Johannesburg. — Mmusi Maimane, who resigned as leader of the DA last week, must take responsibility for his short-lived career in the DA, writes Tshidi Madia. But we must also acknowledge that he was punished for trying to change the party from within.
“The strength of the DA lies in the party being able to say: ‘I don’t need to share your race, your gender or your orientation to be able to deal with issues.’ I’ve got to be a proud South African who defends you,” Mmusi Maimane said at a press conference last Sunday when he was still the party’s leader.
Next to him sat a visibly smug Helen Zille, who had just made a comeback, winning a contest for chairperson of the DA federal council by a very tight margin.
Fast-track to Wednesday when a relieved Maimane told South Africa the DA was no longer the vehicle to achieve the vision that he has championed as its leader.
We’ve had weeks of fascinating behind-the-scenes political jostling in South Africa’s second-largest party, resulting in a historic outcome where its youngest and first black leader stepped down.
He also resigned as the party’s parliamentary leader and as a member.
A few things have become clear to many voters who will probably be forced to reconsider the DA’s offering in the 2021 elections and years to come.
First, the ever-present race issue that the DA often tries to underplay simply won’t go away.
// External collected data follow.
PR #314598, opened 2026-05-06
Remove visibility controls for models in the model configuration window

vritant24:
Today:
- The model picker has a search option that can be used to quickly find models
-  the most recently used models are surfaced to the top
   - can be quickly searched by typing `/models` in the chat window

Being able to toggle visibility is no longer necessary with those available. 
Users can also run into an interesting problem where searching for models don't show up because they are `hidden` in the chat window model picker, but are searchable in the model configuration window.

This PR removes controlling the visibility of models entirely, allowing all models to be available in the model picker.


src/vs/workbench/contrib/chat/browser/chatManagement/media/chatModelsWidget.css
```diff
@@ -74,31 +74,11 @@
 	background-color: var(--vscode-keybindingTable-headerBackground);
 }
 
-.models-widget .models-table-container .monaco-table-th[data-col-index="1"] {
+.models-widget .models-table-container .monaco-table-th[data-col-index="0"] {
 	padding-left: 8px;
 }
 
 
-/** Gutter column styling **/
```
vritant24, line 82: removed the gutter as it had the visibility controls, which are no longer needed

vijayupadya (dismissed):

vijayupadya (approved):

Randalphwa:
placeholder

PR #314753, opened 2026-05-06
Fix background color for window controls overlay in titlebar

### LINKED ISSUE #312914: Agents window Windows Control Overlay does not change with theme
1. Open the Agents app on Windows.
2. If the app is on a dark theme, change to a light theme, otherwise, change to a dark theme.
3. :bug: The Windows Control Overlay on the top-right does not change with the rest of the theme.

Windows Control Overlay in white while the rest of the title bar is black

mrleemurray:
Resolve the background color issue for the window controls overlay in the titlebar by directly using the theme's `agentsBackground`. This change ensures the overlay displays the correct color when the theme changes, addressing the transparency issue.

Fixes https://github.com/microsoft/vscode/issues/312914


benibenj:
This doesn't fix it. 
image

The issue is the gradient which starts at the top left and goes to the bottom right. You need to correctly compute the color which will apply to the top right. This works by coincidence on macOS because the WCO is in the top left, but does not wok in windows and linux where it is in the top right.

mrleemurray:
@hawkticehurst will be reducing the gradient size to avoid color clash

mrleemurray:
Pulled in Hawk's new gradient - please retest @benibenj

And it will remain so for as long as attempts to groom black leaders results in their heads being chopped off when they are seen to be taking some sort of stand or assert themselves within the party.
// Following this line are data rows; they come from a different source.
PR #314790, opened 2026-05-06
(feature) Enable to filter search within changed files of source tree

dgercho:
Adds a "Search only in changed files (source control)" toggle button to the search panel's files to include row, alongside the existing "Search only in Open Editors" toggle. When enabled, search results are restricted to files that have uncommitted changes tracked. The toggle is disabled if there's no repository presented.


dgercho:

dgercho:
@osortega Would it be possible to merge this feature? I think it could be helpful for many users

src/vs/workbench/contrib/search/browser/patternInputWidget.ts
```diff
@@ -211,11 +216,43 @@ export class IncludePatternInputWidget extends PatternInputWidget {
...
+			isChecked: false,
+			...defaultToggleStyles
+		}));
+		this.useSearchInChangedFilesBox.disable();
+		this._register(this.useSearchInChangedFilesBox.onChange(viaKeyboard => {
+			this._onChangeSearchInChangedFilesBoxEmitter.fire();
+			if (!viaKeyboard) {
+				this.inputBox.focus();
+			}
+		}));
```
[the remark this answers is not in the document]
dgercho: Updated.

src/vs/workbench/contrib/search/browser/searchView.ts
```diff
@@ -303,6 +305,26 @@ export class SearchView extends ViewPane {
...
+			}));
+		};
+		for (const repository of this.scmService.repositories) {
+			registerScmRepositoryListeners(repository);
+		}
+		this._register(this.scmService.onDidAddRepository(repository => {
+			registerScmRepositoryListeners(repository);
+			updateChangedFilesToggleEnabled();
+		}));
+		this._register(this.scmService.onDidRemoveRepository(() => updateChangedFilesToggleEnabled()));
```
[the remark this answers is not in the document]
dgercho: Updated.

src/vs/workbench/contrib/search/browser/searchView.ts
```diff
@@ -303,6 +305,26 @@ export class SearchView extends ViewPane {
 		this._register(this.searchHistoryService.onDidClearHistory(() => this.clearHistory()));
 		this._register(this.configurationService.onDidChangeConfiguration(e => this.onConfigurationUpdated(e)));
 
+		const updateChangedFilesToggleEnabled = () => {
+			const hasRepositories = [...this.scmService.repositories].length > 0;
+			this.inputPatternIncludes?.setOnlySearchInChangedFilesEnabled(hasRepositories);
+		};
+		const registerScmRepositoryListeners = (repository: { provider: { onDidChangeResources: import('../../../../base/common/event.js').Event<void> } }) => {
```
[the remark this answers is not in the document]
dgercho: Updated.

src/vs/workbench/services/search/common/queryBuilder.ts
```diff
@@ -285,6 +286,13 @@ export class QueryBuilder {
 			return { ...queryProps, ...openEditorsQueryProps };
 		}
 
+		if (options.changedFileUris?.length) {
+			const changedFilesInQuery = options.changedFileUris.filter(uri => pathIncludedInQuery(queryProps, uri.fsPath));
+			const changedFilesQueryProps = this.commonQueryFromFileList(changedFilesInQuery);
+			this.logService.trace('QueryBuilder#commonQuery - changedFile Query', JSON.stringify(changedFilesQueryProps));
+			return { ...queryProps, ...changedFilesQueryProps };
+		}
```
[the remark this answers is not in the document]
dgercho: Updated.

dgercho:
@osortega Updated branch after copilot review.

src/vs/workbench/contrib/search/browser/searchView.ts
```diff
@@ -1617,6 +1646,18 @@ export class SearchView extends ViewPane {
 		const excludePattern = [{ pattern: this.inputPatternExcludes.getValue() }];
 		const includePattern = this.inputPatternIncludes.getValue();
 
+		let changedFileUris: URI[] | undefined;
+		if (onlySearchInChangedFiles) {
+			changedFileUris = [];
+			for (const repository of this.scmService.repositories) {
```
osortega: Please avoid doing this, could we do something like this instead:
```
if (onlySearchInChangedFiles) {
    changedFileUris = [...this.scmService.repositories]
        .flatMap(repository => repository.provider.groups)
        .flatMap(group => group.resources)
        .map(resource => resource.sourceUri);
}
```

src/vs/workbench/contrib/search/browser/patternInputWidget.ts
```diff
@@ -211,24 +216,63 @@ export class IncludePatternInputWidget extends PatternInputWidget {
...
+	}
+
 	protected override getSubcontrolsWidth(): number {
-		return super.getSubcontrolsWidth() + this.useSearchInEditorsBox.width();
+		return super.getSubcontrolsWidth() + this.useSearchInEditorsBox.width() + this.useSearchInChangedFilesBox.width();
 	}
 
 	protected override renderSubcontrols(controlsDiv: HTMLDivElement): void {
+		this.useSearchInChangedFilesBox = this._register(new Toggle({
+			icon: Codicon.sourceControl,
```
osortega: Can we use the `edit-code` codicon instead?

osortega (commented):
This feature would be really useful for agentic flows, thanks for contributing.
Just a couple comments

src/vs/workbench/contrib/search/browser/searchView.ts
dgercho: Good catch, applied.

src/vs/workbench/contrib/search/browser/patternInputWidget.ts
dgercho: Whatever you prefer :)

osortega (approved):

src/vs/base/browser/ui/toggle/toggle.css
```diff
@@ -22,6 +22,12 @@
 	background-color: var(--vscode-inputOption-hoverBackground);
 }
 
+.monaco-custom-toggle.disabled {
```
TylerLeonhardt, line 25: What does this look like? This impacts every toggle in the product.

dmitrivMS (dismissed):

src/vs/base/browser/ui/toggle/toggle.css
osortega: @dgercho I think this is not relevant anymore? Can we revert this and also the `this.useSearchInChangedFilesBox.disable();` in renderSubcontrols method?

osortega (changes requested):

src/vs/base/browser/ui/toggle/toggle.css
dgercho: If we remove this, the button will also be presented when no source control is available. What if we move it to [searchview.css](vscode-webview://0utllc8fi4rbe22183g0a5m30g062k7dhfdvgaqpb7eqsom56j4q/src/vs/workbench/contrib/search/browser/media/searchview.css) and scoped it only to this specific toggle? @TylerLeonhardt @osortega

TylerLeonhardt: What is this change trying to achieve? Include a screenshot please. I am ok with a change that impacts every toggle in the product if it makes sense. Consistency is also important here as, ideally, every toggle works and looks the same way. If search is different for some reason, that reason should be obvious

dgercho: Screenshot 2026-05-19 at 20 16 16
Screenshot 2026-05-19 at 20 16 01

dgercho: We can see in this example that when source control is not available (for example, for a local folder) the button is disabled.

This behavior could also be applied in other places, such as "Open Editors" - if there are no open editors, the toggle should be disabled. It's similar to trying to filter something that isn’t filterable, and the same approach could be useful in other scenarios like this one. @TylerLeonhardt @osortega

osortega: Ahh I didn't catch that, looks like we do the same for the `Replace All` action bar item, we just don't support that in the toggle widget. 
I actually think this is a good idea, though we should probably make it consistent across the board, meaning choosing either disabling when source control is not available or when it's available but there are no changes, or leaving the behavior without disabling just like Open Editors.
My preference would be the former

dgercho: So we want to make the behavior of this new toggle match the "Replace All"?

osortega: @dgercho only for the way it is enabled or disabled, enabled when source control is enabled (git repository) and there are changes. Disabled otherwise.
I can look into doing that for the "Search only in Open Editors" once this lands

dgercho: Ok, updated- now we enable the toggle only when repository has changes

osortega (approved):
✨

roblourens (approved):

“South Africans are too bogged down in race,” Zille told News24 over the weekend.
Also, former chief whip Douglas Gibson told SAFM that white people, in a country still so unequal and in favour of the white minority, were tired of black people “yapping” about race.
And this from a party that has, as many have noted, the most vigorous affirmative action programme in place or, as Professor Somadoda Fikeni said on eNCA, “microwaves” black leaders and parachutes them to the top.
Secondly, Zille must figure out where her actual lane is and then attempt to stay in it.
She is a noted political tactician and looked positively frustrated as she waited to speak after Maimane and Athol Trollip, who resigned as federal chairperson, announced their departure from the party’s leadership on Wednesday last week.
Perhaps her frustration stemmed from disbelief when Trollip also resigned.
She and her supporters expected — and were more than happy — with Maimane’s resignation.
But when Trollip also left, it created a leadership vacuum and forced the party into another leadership contest, way before the expected congress in April.
Trollip, mind you, is yet another example of how clueless the white leaders of the DA are when it comes to the real state of South Africa.
He spoke of the struggle of rebuilding his life as a white male in South Africa after his stint as leader.
And then there was the pastor turned politician, Maimane. I think his announcement on Wednesday was a hell of a clever chess move.
He threw the party into complete disarray when he relented and walked away from a position he held for four years.
It might have taken him very long to get ballsy, but he did at the very end.
A quick study of video interviews conducted by Maimane and Zille over the years is fascinating to watch because it’s the former’s face that twitches and lips that tighten.
His eyes often told a story of frustration and of someone who was not given a space to lead with Zille hovering around.
Maimane’s anger was also visible when he and Zille held a media briefing in Rosebank when she was forced to apologise for her tweets in which she said not everything about colonialism was bad.
But on Wednesday, he gave South Africans a glimpse into some of the battles he faced as leader. He tried to change the party’s position on diversity, he had to navigate those colonialism tweets, he tried to convince the party that black emancipation did not mean white enslavement and he moved the DA’s headquarters to Jozi.